Top of Recorded data

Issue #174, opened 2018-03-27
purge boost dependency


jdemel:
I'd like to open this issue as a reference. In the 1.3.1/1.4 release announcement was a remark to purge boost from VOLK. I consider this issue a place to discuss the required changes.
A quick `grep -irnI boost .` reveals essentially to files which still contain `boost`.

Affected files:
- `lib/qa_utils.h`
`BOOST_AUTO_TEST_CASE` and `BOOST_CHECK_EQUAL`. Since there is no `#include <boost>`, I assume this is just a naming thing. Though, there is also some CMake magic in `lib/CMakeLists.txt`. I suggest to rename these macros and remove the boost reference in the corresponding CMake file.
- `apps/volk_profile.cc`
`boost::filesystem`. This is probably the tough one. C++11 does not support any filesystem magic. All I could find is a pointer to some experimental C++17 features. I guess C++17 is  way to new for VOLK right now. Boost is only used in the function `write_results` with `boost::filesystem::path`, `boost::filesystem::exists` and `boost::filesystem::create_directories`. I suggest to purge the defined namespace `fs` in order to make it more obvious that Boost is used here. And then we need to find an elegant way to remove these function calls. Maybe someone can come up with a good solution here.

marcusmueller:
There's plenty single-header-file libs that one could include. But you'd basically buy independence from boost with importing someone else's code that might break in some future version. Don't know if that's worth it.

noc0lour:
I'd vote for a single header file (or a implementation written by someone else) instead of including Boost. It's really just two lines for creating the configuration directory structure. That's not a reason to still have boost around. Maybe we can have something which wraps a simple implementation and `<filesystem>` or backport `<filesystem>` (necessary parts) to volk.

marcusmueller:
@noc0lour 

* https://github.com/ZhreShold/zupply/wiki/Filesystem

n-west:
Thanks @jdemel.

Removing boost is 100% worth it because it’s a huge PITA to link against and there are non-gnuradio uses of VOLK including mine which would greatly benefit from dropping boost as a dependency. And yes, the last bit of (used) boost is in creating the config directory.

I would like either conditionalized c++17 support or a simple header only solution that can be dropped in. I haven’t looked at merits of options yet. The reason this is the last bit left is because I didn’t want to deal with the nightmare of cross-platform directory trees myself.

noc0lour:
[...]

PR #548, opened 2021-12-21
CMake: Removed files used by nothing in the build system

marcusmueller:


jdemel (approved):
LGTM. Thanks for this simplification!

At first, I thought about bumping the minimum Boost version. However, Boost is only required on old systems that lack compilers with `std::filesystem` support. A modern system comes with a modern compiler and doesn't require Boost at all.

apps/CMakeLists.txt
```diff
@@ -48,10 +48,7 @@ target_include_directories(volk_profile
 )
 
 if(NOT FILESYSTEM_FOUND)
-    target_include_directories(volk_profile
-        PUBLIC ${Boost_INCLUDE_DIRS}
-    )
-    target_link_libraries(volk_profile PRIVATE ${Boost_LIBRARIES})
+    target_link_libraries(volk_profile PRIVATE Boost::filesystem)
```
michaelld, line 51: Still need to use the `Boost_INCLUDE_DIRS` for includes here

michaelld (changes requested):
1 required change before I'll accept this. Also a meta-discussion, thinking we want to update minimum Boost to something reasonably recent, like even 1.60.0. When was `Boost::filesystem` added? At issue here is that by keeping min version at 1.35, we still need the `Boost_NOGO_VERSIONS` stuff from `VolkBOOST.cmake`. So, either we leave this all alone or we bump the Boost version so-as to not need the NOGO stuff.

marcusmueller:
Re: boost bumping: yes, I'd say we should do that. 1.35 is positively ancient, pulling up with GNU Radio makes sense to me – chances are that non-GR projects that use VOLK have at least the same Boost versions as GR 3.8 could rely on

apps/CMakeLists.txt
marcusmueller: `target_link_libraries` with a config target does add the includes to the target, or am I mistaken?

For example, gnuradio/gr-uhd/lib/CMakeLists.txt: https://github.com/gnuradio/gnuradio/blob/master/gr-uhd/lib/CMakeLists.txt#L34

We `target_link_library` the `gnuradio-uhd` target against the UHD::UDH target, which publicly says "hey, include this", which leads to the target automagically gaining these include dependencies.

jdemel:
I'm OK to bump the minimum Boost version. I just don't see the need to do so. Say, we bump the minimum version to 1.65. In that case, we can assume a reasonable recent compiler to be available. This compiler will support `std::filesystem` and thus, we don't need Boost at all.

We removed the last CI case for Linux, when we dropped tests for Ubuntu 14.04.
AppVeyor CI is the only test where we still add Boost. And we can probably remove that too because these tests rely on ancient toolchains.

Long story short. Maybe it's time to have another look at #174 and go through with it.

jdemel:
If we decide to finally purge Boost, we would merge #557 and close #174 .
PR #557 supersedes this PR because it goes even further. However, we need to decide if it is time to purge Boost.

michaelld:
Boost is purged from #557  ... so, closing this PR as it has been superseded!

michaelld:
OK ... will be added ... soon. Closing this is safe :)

Bottom of Recorded data

_Exercise description_.
Match on "decide" and copy out every line of the entries that contains it.

_Output for this exercise_.
If we decide to finally purge Boost, we would merge #557 and close #174 .
PR #557 supersedes this PR because it goes even further. However, we need to decide if it is time to purge Boost.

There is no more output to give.